Hide Forgot
rhel-osp-director: 9.0 After minor update (includes rhel7.2->rhel7.3 switch) + reboot of overcloud nodes, ceph OSDs are down. Environment: openstack-tripleo-heat-templates-2.0.0-35.el7ost.noarch instack-undercloud-4.0.0-14.el7ost.noarch openstack-puppet-modules-8.1.8-2.el7ost.noarch Steps to reproduce: 1. Deploy overcloud (rhel7.2). 2. Minor update the setup and reboot all nodes (switched to rhel7.3 with the update) 3. Run against overcloud: glance image-create --name cirros --disk-format qcow2 --container-format bare --file /home/stack/cirros-0.3.3-x86_64-disk.img Result: Error finding address for http://10.19.184.180:9292/v1/images: Unable to establish connection to http://10.19.184.180:9292/v1/images [heat-admin@overcloud-cephstorage-0 ~]$ sudo -i [root@overcloud-cephstorage-0 ~]# ceph status cluster be987e18-713b-11e6-bf5c-5254003ec993 health HEALTH_WARN 192 pgs degraded 192 pgs stale 192 pgs stuck degraded 192 pgs stuck stale 192 pgs stuck unclean 192 pgs stuck undersized 192 pgs undersized 2/2 in osds are down monmap e1: 3 mons at {overcloud-controller-0=10.19.95.15:6789/0,overcloud-controller-1=10.19.95.13:6789/0,overcloud-controller-2=10.19.95.11:6789/0} election epoch 10, quorum 0,1,2 overcloud-controller-2,overcloud-controller-1,overcloud-controller-0 osdmap e16: 2 osds: 0 up, 2 in pgmap v86: 192 pgs, 5 pools, 0 bytes data, 0 objects 9717 MB used, 826 GB / 873 GB avail 192 stale+active+undersized+degraded Note: manually running /etc/init.d/ceph start on ceph nodes resolves the situation. Expected result: The OSDs should be UP upon reboot.
Reproduced.
hi Alexander, is 'sudo chkconfig --list ceph' reporting ceph as enabled on boot on the ceph storage nodes?
Hi Gioulio, yes - it's enabled. [stack@undercloud72 ~]$ ssh heat-admin.0.8 "sudo chkconfig --list ceph" Note: This output shows SysV services only and does not include native systemd services. SysV configuration data might be overridden by native systemd configuration. If you want to list systemd services use 'systemctl list-unit-files'. To see services enabled on particular target use 'systemctl list-dependencies [target]'. ceph 0:off 1:off 2:on 3:on 4:on 5:on 6:off
From my tests, rebooting a cephstorage node after it has been upgraded to RHEL 7.3 is not an issue. The ceph-osd is started on boot and it re-joins the cluster as long as the Ceph monitors remain available Upon restart, ceph-osd will try to reach one of the monitors for 1 minute, after which if it couldn't it will terminate itself. My understanding is that if controller and cephstorage nodes are rebooted roughly around the same time, it is possible that none of the Ceph monitors is available when the Ceph OSDs are attempting to start, causing them to terminate. Alexander, can you confirm that by rebooting the cephstorage nodes only all the OSDs are brought back up? I will also check if it is possible and feasible to increase the wait time of the OSDs.

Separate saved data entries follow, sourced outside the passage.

PR #176, opened 2018-07-05
fix AudioContext.decodeAudioData being sync

ngokevin:
Was not respecting successCallback and errorCallback arguments.

Remove stub audio classes.


core.js
```diff
@@ -1960,7 +1836,21 @@ exokit.setNativeBindingsModule = nativeBindingsModule => {
...
   const {nativeAudio} = bindings;
-  AudioContext = nativeAudio.AudioContext;
+  AudioContext = class AudioContext extends nativeAudio.AudioContext {
+    /**
+     * Wrap AudioContext.DecodeAudioDataSync binding with promises and callbacks.
+     */
+    decodeAudioData(arrayBuffer, successCallback, errorCallback) {
+      try {
+        let audioBuffer = this._decodeAudioDataSync(arrayBuffer);
+        if (successCallback) { successCallback(audioBuffer); }
```
modulesio: I think this should be called async (`process.nextTick` or `setImmediate`) for consistency. There is probably user code out there that assumes that's the case.

core.js
```diff
@@ -1841,14 +1841,18 @@ exokit.setNativeBindingsModule = nativeBindingsModule => {
...
-        return Promise.resolve(audioBuffer);
-      } catch(err) {
-        if (errorCallback) { errorCallback(err); }
-        return Promise.reject(err);
-      }
+      return new Promise((resolve, reject) => {
+        process.nextTick(() => {
+          try {
+            let audioBuffer = this._decodeAudioDataSync(arrayBuffer);
+            if (successCallback) { successCallback(audioBuffer); }
```
modulesio: I would `nextTick` only the callbacks, not the whole `Promise`.

Also, this is a case where we're calling into user code from outside of a user stack, so we should `try`-`catch` and perhaps `console.warn` the catch. Otherwise, I think if the user code throws then it will be an uncaught exception and it would be snagged/bring the core down.

ngokevin:
Thanks! Passes on CI (obviously, since they're skipped), and the previously failing A-Frame test passes now.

Might be Documentation only - reboot in particular order (following the same process as update steps). Sasha will verify and if works, please send to doc_text.
This could be hit if all nodes went down at the same time, in which case if the Ceph OSDs start before the MONs, they will terminate themselves after a 1min timeout. It should be sufficient to attempt a manual start the ceph-osd systemd units manually after the MONs are available. For example, to restart the osd.0 instance, login on the node hosting the osd.0 and run the following as root: systemctl restart ceph-osd@0 As an alternative, the cephstorage nodes can be rebooted after MONs are available.
(In reply to Jaromir Coufal from comment #10) > Might be Documentation only - reboot in particular order (following the same > process as update steps). Sasha will verify and if works, please send to > doc_text. (In reply to Giulio Fidente from comment #12) According to comment #12 in case of power-outage we can manually start the ceph-osd systemd units. this issue is going to be documented. I'm removing the blocker flag and lower Priority /Severity.
Yeah, so I can confirm that after seeing this issue, I simply rebooted the ceph osd nodes and upon return all the OSDs were up.